Before heading north I encouraged all but the least tech member of our 4-man team to get on Twitter and get their heads around hashtags and geo-located tweets. Three of us, thankfully, had iPhones, which made this pretty easy.
Navigation
Tom was in charge of navigation: in addition to route maps, he brought with him the GPS Motion-X app for iPhone, which records detailed route data including distance, time, speed, and 3-dimensional coordinates (with elevation).
After each day’s leg was completed, Tom emailed the KML route data to all of us to ensure everything was backed up.
Website
The Tour of the North microsite has two components:
- a page built out from my existing blog at http://www.legsfeelingnopressure.com/the-tour-of-the-north/
- a dedicated map page with geolocated photos and tweets at http://www.legsfeelingnopressure.com/totn-map
The blog page features some neat CSS3 transitions, scrolling elevation charts and a lightbox to display the Flickr images. The trickiest element by far was processing the KML data to display accurately on the maps, and then using the Flickr and Twitter APIs to add photos and tweets to the dedicated map page.
Mapping the ride: a Google Map with plotted KML routes, Flickr photos and tweets.
Mapping
Creating the maps involved various stages:
- Cleaning up the Motion-X KML data – Motion-X adds quite a lot of extraneous cruft to its exported KML route files, including Motion-X logos and route data that is loaded into Google Maps info windows by default.
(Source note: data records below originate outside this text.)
PR #92718, opened 2020-07-01
[kube-up]: Bump CoreDNS to v1.7.0

rajansandeep:
**What type of PR is this?**
/kind bug

Updates CoreDNS to v1.7.0. The default Corefile now includes the max_concurrent option, which sets the maximum number of concurrent upstream queries allowed by the forward plugin.

Also updates the migration library to 1.0.10 which supports coredns v1.7.0

Fixes #

```release-note
Kube-up now includes CoreDNS version v1.7.0. Some of the major changes include:
-  Fixed a bug that could cause CoreDNS to stop updating service records.
-  Fixed a bug in the forward plugin where only the first upstream server is always selected no matter which policy is set.
-  Remove already deprecated options `resyncperiod` and `upstream` in the Kubernetes plugin.
-  Includes Prometheus metrics name changes (to bring them in line with standard Prometheus metrics naming convention). They will be backward incompatible with existing reporting formulas that use the old metrics' names.
-  The federation plugin (allows for v1 Kubernetes federation) has been removed.
More details are available in https://coredns.io/2020/06/15/coredns-1.7.0-release/
```

```docs

```

### DIFF
--- a/cluster/addons/dns/coredns/coredns.yaml.base
+++ b/cluster/addons/dns/coredns/coredns.yaml.base
@@ -73,7 +73,9 @@ data:
             ttl 30
         }
         prometheus :9153
-        forward . /etc/resolv.conf
+        forward . /etc/resolv.conf {
+            max_concurrent 1000
+        }
         cache 30
         loop
         reload
@@ -118,7 +120,7 @@ spec:
         kubernetes.io/os: linux
       containers:
       - name: coredns
-        image: k8s.gcr.io/coredns:1.6.7
+        image: k8s.gcr.io/coredns:1.7.0
         imagePullPolicy: IfNotPresent
         resources:
           limits:
--- a/build/dependencies.yaml
+++ b/build/dependencies.yaml
@@ -12,7 +12,7 @@ dependencies:
       match: cniVersion[\t\n\f\r ]*=
 
   - name: "coredns-kube-up"
-    version: 1.6.7
+    version: 1.7.0
     refPaths:
     - path: cluster/addons/dns/coredns/coredns.yaml.base
       match: k8s.gcr.io/coredns
--- a/cluster/addons/dns/coredns/coredns.yaml.in
+++ b/cluster/addons/dns/coredns/coredns.yaml.in
@@ -73,7 +73,9 @@ data:
             ttl 30
         }
         prometheus :9153
-        forward . /etc/resolv.conf
+        forward . /etc/resolv.conf {
+            max_concurrent 1000
+        }
         cache 30
         loop
         reload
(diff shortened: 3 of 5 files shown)


MrHohn (approved):
/lgtm
/approve
/cc @prameshj

cluster/addons/dns/coredns/coredns.yaml.base
```diff
@@ -73,7 +73,9 @@ data:
             ttl 30
         }
         prometheus :9153
-        forward . /etc/resolv.conf
+        forward . /etc/resolv.conf {
+            max_concurrent 1000
```
bowei, line 77: @prameshj 

We've had people run into this # of concurrents as an issue for DNS masq.
Is there a link or reference (embed as a comment) as to how this value was determined?

bowei (commented):
one comment

cluster/addons/dns/coredns/coredns.yaml.base
chrisohaver: Here was my reasoning: https://github.com/coredns/deployment/pull/233#issue-438151578

prameshj: My understanding was also that since this only applies to forwarded queries, cached responses and "cluster.local" queries would continue to be handled. Thanks for the explanation above. Good to know that the client will get a SERVFAIL rather than timeout after no response.

I am curious, how the memory overhead of 2 MB was measured?Any test that queried 1000 unique external names in parallel? From https://golang.org/doc/go1.2#stack_size, if a single goroutine took up 4KB, this could use upto 4MB?

chrisohaver: > My understanding was also that since this only applies to forwarded queries, cached responses and "cluster.local" queries would continue to be handled.

Yes, that's correct.

> From https://golang.org/doc/go1.2#stack_size, if a single goroutine took up 4KB, this could use upto 4MB?

I was basing it on 2k per go-routine https://golang.org/doc/go1.4#runtime.  Nonetheless, 2MB is admittedly an arbitrary number.  The default memory limit per CoreDNS Pod is 170Mi, so there is _a lot_ of headroom before an OOM happens.

If we are not comfortable picking number at this time, we can just leave the it out.  When people see OOMs due to query spikes, they can add this manually.

prameshj: Based on past issues that have been reported, most of the parallel queries are related to searchpath expansion and will have the "cluster.local" suffix. This will be handled by the  "kubernetes" plugin, and hence unaffected by the 1000 connection limit. It seems reasonable to add this new limit to prevent OOMs of coreDNS pods. @bowei what do you think?

bowei: sgtm

/lgtm
/approve

rajansandeep:
Can the milestone tags be added to this PR?
/priority important-soon

nikhita:
> Can the milestone tags be added to this PR?

/assign @onlydole 
release team lead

- Repairing KML files where necessary – we suffered a technical malfunction on day 2, which resulted in a gap in the coordinates (it loos like we teleported). I had to populate the KML with dummy coordinates.
- Hosting KML files on Amazon S3 – so they load super-fast.
- Programming the Google Maps API to plot the KML overlays onto the maps.
Twitter & Flickr APIs
I downloaded each tweeter’s JSON for the 5 days of riding and combined them into a single .json file to reduce file size and speed up the rendering of the markers onto the map.
// get a combined stream of tweets, downloaded from Twitter immediately after the trip
$.getJSON('js/combined.json', function(data) {
for (index in data) addTweetMarker(data[index]);
});
Because the main map needs to access more than 20 tagged photos from Flickr, I had to use the Flickr API with a key (check the source code). Also, of course, any photos uploaded to Flickr from a standard camera without geodata had to be manually added to Flickr’s (not very detailed) maps – harder than it sounds when you’re talking about a hillside in the Dales.
Elevation charts
I stumbled across a really awesome online tool called GPS Visualiser which converts .gps and .kml files into all kinds of things, including profile graphics.
Future developments
- Swap out the Daytum iframes for some javascript graphs using Flot or Sparklines.
- Fix the map so that the Flickr info windows display the photo author and link to the original on Flickr.
- Go on another, similar trip and set all this up in advance with live tweets and route-plotting.